# Blade blocking aie flow to radiator



## unior (Oct 11, 2015)

Has anyone ever had this problem? My truck was OK plowing yesterday but consistently overheating driving down the road. All hoses and rad get hot so it shouldn't be a thermostat or clogged rad. Thinking about putting an auxiliary electric fan on it this morning.


----------



## 1olddogtwo (Aug 6, 2007)

Chevy truck?

Gas diesl?

Details....

Search overheat


----------



## johnhenry1933 (Feb 11, 2013)

You're most likely blocking air flow to the radiator. Try driving with the blade down low and angled all the way. Else you can install a deflector to director air flow to the grill.


----------



## dieselss (Jan 3, 2008)

1olddogtwo;2102024 said:


> Chevy truck?
> 
> Gas diesl?
> 
> ...


You really think all these details matter?


----------



## johnhenry1933 (Feb 11, 2013)

dieselss;2102045 said:


> You really think all these details matter?


Good one dieselss. :waving:


----------



## 1olddogtwo (Aug 6, 2007)

dieselss;2102045 said:


> You really think all these details matter?


At the end of the day, No.


----------



## Randall Ave (Oct 29, 2014)

You expect to much from people.


----------



## dieselss (Jan 3, 2008)

Randall Ave;2102064 said:


> You expect to much from people.


Silly me. I should stop that.


----------



## LapeerLandscape (Dec 29, 2012)

If its a GMC/ Chevy 6.0 gas it will probably be the fan clutch, very common problem for it. Fairly easy to replace if your a decent mechanic and not too costly if you take to someone. A couple of ours had that problem would only over heat going down the road.


----------



## SnoFarmer (Oct 15, 2004)

johnhenry1933;2102044 said:


> You're most likely blocking air flow to the radiator. Try driving with the blade down low and angled all the way. Else you can install a deflector to director air flow to the grill.


 this



LapeerLandscape;2102069 said:


> If its a GMC/ Chevy 6.0 gas it will probably be the fan clutch, very common problem for it. Fairly easy to replace


and this


----------



## finh2o (Nov 18, 2014)

LapeerLandscape;2102069 said:


> If its a GMC/ Chevy 6.0 gas it will probably be the fan clutch, very common problem for it. Fairly easy to replace if your a decent mechanic and not too costly if you take to someone. A couple of ours had that problem would only over heat going down the road.

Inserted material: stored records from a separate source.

PR #798, opened 2024-11-19
Be able to search Tags

jsamouh:
Missing search parameter from gitlab API on tag endpoint

https://docs.gitlab.com/ee/api/tags.html

### DIFF
--- a/NGitLab.Tests/TagTests.cs
+++ b/NGitLab.Tests/TagTests.cs
@@ -38,6 +38,11 @@ public class TagTests
     [TestCase("^v0", 2)]
     [TestCase("^v1", 0)]
     [TestCase("v1", 0)]
+    [TestCase("0.5$", 1)]
+    [TestCase("0\\.", 0)]
+    [TestCase(".5$", 1)]
+    [TestCase("\\.5$", 0)]
+    [TestCase(".[0-9]$", 0)]
     public async Task SearchTags(string search, int expectedCount)
     {
         // Arrange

I have the same truck. I have the snow deflector on it. I feel thats the reason why I over heat. I just put some bungees on it.


----------



## Mark Oomkes (Dec 10, 2000)

Pretty sure you're the first.


----------



## grandview (Oct 9, 2005)

As some as you said overheating with plow ,Chevy.


----------



## unior (Oct 11, 2015)

It's an 84 K20 350 gas. I realized the truck is missing a fan shroud...couldn't find a shroud anywhere except for mail order so I rigged an eagle talon electric rad fan up to teh battery to get me through this storm. Now this morning I broke a damn front axle grrr.


----------



## LapeerLandscape (Dec 29, 2012)

No fan shroud would do it. Beside it being 32 years old and should be in a parade and probably not plowing.


----------



## 1olddogtwo (Aug 6, 2007)

LapeerLandscape;2104883 said:


> No fan shroud would do it. Beside it being 32 years old and should be in a parade and probably not plowing.


Whoa...... LoL


----------



## unior (Oct 11, 2015)

LapeerLandscape;2104883 said:


> No fan shroud would do it. Beside it being 32 years old and should be in a parade and probably not plowing.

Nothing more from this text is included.